Instructions for the task: Please count the lines in the data below that mention the word "works", then give only the total.

(Stored data entries)
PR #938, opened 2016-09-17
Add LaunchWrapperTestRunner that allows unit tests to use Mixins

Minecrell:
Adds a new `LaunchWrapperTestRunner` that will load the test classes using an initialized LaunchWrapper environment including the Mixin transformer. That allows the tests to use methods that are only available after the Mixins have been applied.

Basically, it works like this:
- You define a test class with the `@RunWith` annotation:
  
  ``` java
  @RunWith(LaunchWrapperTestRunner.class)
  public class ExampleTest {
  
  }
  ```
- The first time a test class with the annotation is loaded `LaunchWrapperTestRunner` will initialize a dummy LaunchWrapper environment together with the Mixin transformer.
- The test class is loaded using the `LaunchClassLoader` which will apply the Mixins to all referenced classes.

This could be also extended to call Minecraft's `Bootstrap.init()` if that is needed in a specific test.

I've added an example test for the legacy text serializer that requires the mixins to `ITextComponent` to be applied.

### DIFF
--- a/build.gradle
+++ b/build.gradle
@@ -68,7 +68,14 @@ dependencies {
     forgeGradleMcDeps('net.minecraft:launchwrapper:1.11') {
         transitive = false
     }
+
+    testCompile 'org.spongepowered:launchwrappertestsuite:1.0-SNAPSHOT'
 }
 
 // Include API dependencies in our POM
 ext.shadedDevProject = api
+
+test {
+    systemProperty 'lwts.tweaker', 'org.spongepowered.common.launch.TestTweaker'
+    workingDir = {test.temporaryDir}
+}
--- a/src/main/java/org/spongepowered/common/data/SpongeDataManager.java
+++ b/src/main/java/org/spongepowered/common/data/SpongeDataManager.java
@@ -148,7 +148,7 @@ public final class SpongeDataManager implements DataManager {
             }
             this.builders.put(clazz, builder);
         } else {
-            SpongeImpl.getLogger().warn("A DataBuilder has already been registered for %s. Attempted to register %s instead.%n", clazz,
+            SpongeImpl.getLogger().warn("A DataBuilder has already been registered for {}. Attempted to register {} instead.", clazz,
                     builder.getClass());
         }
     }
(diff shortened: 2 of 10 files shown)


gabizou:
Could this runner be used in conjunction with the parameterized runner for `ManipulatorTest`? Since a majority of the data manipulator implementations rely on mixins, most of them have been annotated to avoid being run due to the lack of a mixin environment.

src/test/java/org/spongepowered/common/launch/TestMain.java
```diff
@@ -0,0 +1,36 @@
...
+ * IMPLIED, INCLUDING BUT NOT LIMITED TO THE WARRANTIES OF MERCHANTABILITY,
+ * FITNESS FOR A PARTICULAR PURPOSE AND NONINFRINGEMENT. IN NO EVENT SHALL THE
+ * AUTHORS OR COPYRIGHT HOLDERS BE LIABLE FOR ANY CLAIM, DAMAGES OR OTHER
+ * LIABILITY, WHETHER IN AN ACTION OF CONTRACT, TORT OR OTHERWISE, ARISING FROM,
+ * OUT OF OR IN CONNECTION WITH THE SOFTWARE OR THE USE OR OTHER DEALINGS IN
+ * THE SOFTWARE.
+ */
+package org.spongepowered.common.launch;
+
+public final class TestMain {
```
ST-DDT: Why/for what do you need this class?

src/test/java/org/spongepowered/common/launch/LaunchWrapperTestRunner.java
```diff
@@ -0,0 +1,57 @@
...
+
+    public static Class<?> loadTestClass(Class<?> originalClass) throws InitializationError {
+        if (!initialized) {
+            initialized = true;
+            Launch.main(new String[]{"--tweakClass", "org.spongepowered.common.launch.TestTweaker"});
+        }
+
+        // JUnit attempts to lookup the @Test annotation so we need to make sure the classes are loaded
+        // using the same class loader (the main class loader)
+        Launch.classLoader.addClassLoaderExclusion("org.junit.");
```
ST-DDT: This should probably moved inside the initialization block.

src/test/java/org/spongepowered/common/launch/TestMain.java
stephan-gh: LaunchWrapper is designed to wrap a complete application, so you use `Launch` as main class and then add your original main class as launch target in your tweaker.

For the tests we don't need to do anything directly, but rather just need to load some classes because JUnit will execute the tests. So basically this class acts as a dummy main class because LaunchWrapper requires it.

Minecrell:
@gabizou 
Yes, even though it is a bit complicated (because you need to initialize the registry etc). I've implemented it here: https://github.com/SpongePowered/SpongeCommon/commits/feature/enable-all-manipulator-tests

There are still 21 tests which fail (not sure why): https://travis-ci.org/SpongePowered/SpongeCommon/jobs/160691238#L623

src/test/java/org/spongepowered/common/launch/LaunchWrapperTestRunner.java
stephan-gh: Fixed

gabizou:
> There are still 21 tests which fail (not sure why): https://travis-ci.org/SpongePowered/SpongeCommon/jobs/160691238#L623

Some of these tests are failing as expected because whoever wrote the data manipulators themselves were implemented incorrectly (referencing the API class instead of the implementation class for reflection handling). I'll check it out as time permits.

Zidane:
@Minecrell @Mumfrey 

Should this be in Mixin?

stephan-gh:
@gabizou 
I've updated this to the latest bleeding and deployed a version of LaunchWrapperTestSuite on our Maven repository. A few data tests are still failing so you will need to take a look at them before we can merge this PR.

* * *

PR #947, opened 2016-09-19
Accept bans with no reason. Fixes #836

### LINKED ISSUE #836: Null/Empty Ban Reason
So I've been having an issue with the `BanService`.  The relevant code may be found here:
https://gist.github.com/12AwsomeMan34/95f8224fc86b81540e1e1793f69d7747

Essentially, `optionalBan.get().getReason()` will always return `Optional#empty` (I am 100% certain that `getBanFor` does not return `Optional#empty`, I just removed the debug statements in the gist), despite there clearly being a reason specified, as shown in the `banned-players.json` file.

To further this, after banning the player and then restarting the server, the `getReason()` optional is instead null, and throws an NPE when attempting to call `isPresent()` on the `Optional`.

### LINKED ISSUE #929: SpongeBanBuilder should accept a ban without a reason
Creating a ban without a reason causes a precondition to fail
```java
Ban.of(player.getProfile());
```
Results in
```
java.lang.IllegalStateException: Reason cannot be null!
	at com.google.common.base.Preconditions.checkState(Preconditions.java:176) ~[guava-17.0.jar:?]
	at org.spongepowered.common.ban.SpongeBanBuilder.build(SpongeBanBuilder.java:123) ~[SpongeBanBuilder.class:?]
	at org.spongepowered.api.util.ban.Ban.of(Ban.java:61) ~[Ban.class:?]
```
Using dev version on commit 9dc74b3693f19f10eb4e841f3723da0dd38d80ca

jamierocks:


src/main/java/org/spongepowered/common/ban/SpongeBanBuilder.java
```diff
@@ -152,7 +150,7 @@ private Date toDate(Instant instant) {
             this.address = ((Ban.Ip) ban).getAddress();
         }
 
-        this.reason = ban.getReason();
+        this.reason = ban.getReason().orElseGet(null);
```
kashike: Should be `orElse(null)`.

---

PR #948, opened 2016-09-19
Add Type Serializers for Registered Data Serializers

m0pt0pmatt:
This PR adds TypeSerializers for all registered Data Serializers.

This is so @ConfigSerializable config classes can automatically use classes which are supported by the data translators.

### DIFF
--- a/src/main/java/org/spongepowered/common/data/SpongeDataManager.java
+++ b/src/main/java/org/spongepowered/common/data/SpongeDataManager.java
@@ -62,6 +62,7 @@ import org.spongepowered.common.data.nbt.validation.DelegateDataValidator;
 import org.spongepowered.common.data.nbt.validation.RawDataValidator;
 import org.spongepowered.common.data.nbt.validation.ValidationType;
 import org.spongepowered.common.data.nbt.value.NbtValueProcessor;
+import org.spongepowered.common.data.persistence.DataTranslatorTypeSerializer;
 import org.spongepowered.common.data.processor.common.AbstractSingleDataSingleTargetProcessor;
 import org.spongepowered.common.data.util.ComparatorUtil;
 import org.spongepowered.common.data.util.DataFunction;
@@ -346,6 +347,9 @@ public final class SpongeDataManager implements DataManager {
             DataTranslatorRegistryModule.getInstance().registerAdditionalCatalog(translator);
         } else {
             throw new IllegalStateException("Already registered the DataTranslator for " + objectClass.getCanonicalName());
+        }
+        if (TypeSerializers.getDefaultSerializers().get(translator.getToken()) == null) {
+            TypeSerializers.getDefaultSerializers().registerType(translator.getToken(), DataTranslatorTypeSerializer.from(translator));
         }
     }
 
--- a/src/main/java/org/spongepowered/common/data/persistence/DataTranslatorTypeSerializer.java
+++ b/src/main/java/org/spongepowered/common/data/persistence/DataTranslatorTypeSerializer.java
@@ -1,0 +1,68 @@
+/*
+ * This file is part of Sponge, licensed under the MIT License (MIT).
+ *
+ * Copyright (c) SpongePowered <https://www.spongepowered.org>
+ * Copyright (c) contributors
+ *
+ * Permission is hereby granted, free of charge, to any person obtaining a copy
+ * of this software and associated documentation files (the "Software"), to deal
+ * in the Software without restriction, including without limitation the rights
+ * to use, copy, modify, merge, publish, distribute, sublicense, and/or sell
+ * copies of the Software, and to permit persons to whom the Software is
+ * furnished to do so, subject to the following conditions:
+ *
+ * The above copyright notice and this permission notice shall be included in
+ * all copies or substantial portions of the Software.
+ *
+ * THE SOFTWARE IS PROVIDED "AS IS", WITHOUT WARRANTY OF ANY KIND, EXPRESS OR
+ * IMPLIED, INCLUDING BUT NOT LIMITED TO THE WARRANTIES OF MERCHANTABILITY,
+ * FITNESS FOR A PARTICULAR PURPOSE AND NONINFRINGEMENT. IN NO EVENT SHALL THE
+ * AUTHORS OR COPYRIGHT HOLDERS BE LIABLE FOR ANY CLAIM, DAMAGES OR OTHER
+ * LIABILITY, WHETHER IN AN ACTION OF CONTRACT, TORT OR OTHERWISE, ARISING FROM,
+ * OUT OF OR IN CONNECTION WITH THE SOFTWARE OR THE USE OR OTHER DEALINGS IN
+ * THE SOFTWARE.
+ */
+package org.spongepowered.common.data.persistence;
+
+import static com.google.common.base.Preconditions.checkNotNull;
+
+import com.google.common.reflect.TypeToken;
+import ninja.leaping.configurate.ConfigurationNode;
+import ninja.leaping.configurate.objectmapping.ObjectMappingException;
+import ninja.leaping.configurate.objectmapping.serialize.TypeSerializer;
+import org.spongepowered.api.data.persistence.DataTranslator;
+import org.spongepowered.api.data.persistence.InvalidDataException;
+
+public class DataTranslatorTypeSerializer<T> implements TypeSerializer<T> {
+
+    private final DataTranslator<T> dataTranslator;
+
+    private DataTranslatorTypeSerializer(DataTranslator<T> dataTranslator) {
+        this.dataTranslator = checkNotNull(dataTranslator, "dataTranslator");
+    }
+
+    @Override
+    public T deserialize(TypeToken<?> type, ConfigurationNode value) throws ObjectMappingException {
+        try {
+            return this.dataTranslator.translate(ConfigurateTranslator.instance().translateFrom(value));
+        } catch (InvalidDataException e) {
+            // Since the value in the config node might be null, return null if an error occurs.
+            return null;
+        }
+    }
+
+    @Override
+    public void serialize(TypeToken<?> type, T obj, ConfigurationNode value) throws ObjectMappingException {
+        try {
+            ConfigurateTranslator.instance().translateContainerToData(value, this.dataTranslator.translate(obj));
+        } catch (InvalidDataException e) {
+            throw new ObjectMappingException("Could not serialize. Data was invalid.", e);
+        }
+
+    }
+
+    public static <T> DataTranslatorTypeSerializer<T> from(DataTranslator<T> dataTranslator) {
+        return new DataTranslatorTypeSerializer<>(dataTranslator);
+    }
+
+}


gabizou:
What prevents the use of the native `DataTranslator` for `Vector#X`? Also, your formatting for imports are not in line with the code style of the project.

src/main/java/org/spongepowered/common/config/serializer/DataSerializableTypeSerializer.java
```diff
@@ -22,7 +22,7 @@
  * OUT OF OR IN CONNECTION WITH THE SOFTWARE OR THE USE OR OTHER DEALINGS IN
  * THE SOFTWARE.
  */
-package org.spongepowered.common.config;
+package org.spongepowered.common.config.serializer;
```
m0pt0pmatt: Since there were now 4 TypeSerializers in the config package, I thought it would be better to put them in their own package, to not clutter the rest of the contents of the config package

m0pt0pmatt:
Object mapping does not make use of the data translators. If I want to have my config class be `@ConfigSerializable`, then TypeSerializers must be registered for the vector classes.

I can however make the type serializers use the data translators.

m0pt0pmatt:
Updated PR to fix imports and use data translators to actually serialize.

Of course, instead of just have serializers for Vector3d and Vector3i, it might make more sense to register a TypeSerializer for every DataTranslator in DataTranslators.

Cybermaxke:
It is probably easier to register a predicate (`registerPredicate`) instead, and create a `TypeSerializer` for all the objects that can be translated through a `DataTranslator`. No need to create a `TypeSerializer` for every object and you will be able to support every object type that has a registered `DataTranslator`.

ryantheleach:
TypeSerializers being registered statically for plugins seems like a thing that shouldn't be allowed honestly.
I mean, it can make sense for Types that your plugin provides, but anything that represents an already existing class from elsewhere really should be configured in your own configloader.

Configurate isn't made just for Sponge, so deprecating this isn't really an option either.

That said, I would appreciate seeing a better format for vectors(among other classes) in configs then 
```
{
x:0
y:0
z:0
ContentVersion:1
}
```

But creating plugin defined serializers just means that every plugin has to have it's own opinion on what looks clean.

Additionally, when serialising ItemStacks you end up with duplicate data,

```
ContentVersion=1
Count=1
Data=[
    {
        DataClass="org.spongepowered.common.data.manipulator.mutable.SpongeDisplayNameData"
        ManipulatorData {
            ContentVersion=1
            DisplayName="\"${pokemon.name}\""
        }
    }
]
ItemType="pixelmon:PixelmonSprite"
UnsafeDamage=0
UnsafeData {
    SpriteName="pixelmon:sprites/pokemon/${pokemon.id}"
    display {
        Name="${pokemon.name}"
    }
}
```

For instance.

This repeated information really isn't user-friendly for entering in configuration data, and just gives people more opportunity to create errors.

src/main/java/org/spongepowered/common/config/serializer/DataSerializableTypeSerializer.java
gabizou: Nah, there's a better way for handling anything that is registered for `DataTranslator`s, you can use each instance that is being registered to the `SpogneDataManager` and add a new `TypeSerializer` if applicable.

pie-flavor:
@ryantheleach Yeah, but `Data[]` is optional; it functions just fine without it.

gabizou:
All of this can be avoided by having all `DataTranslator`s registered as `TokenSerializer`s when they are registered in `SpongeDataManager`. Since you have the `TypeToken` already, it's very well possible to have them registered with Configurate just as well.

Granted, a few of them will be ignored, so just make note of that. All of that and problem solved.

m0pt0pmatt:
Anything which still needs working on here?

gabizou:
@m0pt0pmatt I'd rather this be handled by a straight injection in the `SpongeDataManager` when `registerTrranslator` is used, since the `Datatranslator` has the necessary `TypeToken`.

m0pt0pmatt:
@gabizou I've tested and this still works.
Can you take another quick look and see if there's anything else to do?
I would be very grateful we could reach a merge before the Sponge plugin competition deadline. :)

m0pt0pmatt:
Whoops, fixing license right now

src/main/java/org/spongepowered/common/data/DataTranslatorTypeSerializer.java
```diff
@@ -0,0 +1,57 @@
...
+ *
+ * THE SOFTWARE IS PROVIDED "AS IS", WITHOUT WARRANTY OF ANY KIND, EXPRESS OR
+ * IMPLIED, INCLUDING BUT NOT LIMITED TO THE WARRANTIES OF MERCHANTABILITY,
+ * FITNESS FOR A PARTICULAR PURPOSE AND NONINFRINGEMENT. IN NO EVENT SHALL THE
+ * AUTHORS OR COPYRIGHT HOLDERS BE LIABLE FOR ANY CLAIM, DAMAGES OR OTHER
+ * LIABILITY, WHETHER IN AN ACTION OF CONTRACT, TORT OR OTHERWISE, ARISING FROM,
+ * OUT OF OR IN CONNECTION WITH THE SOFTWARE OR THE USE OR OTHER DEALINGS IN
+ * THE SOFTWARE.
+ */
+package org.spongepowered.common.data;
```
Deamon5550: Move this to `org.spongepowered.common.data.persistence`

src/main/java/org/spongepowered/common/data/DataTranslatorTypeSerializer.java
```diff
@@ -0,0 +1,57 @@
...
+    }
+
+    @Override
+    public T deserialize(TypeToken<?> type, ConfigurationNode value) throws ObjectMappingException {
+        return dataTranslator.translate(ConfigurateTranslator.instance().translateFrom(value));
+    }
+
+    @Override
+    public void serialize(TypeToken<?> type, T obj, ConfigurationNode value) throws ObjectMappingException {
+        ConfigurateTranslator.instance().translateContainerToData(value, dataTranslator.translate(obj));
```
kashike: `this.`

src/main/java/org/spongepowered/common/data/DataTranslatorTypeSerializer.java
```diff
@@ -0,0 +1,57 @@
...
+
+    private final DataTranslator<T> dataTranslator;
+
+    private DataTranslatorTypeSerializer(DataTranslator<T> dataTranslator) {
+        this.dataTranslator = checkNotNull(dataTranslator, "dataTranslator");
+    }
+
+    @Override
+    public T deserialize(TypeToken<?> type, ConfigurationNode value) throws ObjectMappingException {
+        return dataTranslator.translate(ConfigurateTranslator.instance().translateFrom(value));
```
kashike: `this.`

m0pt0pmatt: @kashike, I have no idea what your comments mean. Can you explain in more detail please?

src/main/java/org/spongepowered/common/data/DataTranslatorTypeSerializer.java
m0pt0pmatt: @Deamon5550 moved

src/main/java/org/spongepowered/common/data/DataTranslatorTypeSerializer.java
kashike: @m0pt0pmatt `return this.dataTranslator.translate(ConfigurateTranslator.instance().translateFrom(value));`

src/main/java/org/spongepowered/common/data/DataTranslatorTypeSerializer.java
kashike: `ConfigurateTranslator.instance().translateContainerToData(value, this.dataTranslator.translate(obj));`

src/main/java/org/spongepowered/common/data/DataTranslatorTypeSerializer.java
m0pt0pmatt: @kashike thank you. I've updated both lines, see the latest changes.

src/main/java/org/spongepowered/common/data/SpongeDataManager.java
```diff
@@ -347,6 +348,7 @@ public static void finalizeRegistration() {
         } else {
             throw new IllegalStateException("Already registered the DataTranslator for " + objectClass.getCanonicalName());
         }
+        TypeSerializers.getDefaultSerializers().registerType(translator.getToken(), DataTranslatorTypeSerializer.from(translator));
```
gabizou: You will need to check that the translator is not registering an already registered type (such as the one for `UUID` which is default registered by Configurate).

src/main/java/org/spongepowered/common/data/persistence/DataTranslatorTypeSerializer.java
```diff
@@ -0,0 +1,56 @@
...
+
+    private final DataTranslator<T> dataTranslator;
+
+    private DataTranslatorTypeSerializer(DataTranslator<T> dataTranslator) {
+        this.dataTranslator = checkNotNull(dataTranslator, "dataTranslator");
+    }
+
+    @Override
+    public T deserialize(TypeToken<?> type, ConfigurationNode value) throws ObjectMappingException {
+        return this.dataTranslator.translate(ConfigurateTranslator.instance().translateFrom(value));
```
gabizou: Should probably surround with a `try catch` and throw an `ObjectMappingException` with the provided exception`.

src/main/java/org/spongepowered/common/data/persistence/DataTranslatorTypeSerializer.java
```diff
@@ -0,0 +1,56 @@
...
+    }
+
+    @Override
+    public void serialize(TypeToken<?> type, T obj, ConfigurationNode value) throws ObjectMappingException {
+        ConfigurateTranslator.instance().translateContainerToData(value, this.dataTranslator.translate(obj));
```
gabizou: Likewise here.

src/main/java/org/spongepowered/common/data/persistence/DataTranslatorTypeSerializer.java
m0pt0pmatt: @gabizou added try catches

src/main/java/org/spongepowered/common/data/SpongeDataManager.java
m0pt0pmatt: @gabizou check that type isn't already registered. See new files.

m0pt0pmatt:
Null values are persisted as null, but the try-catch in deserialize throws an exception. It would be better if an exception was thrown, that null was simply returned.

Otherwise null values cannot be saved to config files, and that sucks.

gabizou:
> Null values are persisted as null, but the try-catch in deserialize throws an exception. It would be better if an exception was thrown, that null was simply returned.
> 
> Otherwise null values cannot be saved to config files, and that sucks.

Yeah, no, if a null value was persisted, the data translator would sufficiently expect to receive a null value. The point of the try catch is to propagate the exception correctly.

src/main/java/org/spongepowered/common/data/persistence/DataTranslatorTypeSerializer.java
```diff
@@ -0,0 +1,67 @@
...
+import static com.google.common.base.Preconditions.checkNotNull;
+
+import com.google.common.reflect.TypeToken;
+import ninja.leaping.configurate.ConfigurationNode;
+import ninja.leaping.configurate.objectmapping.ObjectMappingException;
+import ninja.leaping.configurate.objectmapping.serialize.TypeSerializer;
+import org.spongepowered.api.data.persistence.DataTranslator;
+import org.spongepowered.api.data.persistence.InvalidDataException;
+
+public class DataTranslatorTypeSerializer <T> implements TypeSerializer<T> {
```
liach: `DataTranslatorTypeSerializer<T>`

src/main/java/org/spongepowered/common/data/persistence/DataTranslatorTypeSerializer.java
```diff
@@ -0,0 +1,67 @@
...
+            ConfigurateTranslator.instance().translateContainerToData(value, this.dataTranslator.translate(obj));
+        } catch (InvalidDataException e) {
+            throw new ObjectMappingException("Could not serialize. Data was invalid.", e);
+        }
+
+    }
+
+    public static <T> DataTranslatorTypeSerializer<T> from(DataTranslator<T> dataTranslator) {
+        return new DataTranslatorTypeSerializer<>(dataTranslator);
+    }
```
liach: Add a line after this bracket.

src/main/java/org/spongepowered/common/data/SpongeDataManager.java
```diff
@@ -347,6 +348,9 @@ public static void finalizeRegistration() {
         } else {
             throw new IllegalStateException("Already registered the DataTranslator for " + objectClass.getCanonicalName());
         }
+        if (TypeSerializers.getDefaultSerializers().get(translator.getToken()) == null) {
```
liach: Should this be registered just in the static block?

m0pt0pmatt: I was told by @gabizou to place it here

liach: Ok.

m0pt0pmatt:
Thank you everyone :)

Answer: 2